Open Innovation and Regional Culture—Findings from Different Industrial and Regional Settings

The concept of open innovation, building upon ideas of “interactive innovation” and “innovation networking” has gained interest more recently. It argues that companies should increasingly also rely on ideas and knowledge developed externally, and create external paths for innovation. There are various mechanisms used by companies for acquiring external knowledge such as R&D and innovation collaboration with other firms and universities, relations to spin-off companies, and informal knowledge interactions within local milieux and “open innovation campuses”. Open innovation and networking are no general phenomena but depend on certain company and regional characteristics such as the respective innovation culture. The interrelationship between open innovation and regional culture has been explored by studies on regional advantage emphasizing socio-cultural aspects of opening up innovation, the literature on regional clusters, emphasizing knowledge sharing in networks, and the contributions to regional innovation systems, emphasizing the role of the institutional environment. We investigate examples of open innovation for different regions of Europe including high-tech and low-tech industries: The Southeast region of The Netherlands (high-tech systems centred on Philips and performance materials centred on DSM), Basel (Life Science industry focused on Novartis and other firms) and Styria (metal industry). We analyse the ways and mechanisms at work for open innovation, and the way these are related to regional culture.
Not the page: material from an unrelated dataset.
PR #1635, opened 2021-04-09
mod: fix adrenaline animations, fixes #1634

### LINKED ISSUE #1634: Adrenaline animation/usage is broken
Using adrenaline in legacy is broken in several ways.

* There is no usage animation, the syringe will just disappears. In etmain, you see yourself injecting the syringe.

We find that open innovation strategies of companies benefit from certain regional culture characteristics and that there is no uniform “model of open innovation that applies to all types of regions”. Region-specific solutions and policies are required that account for divergent regional conditions. The research shows that we rarely find the ideal model of “uncontrolled” open innovation, but rather different forms of innovation practices that are somewhere in between the open and the closed model. Both corporate cultures and regional cultures in the regions studied still show many aspects hampering open innovation, underlining that change towards a culture facilitating open innovation takes considerable time.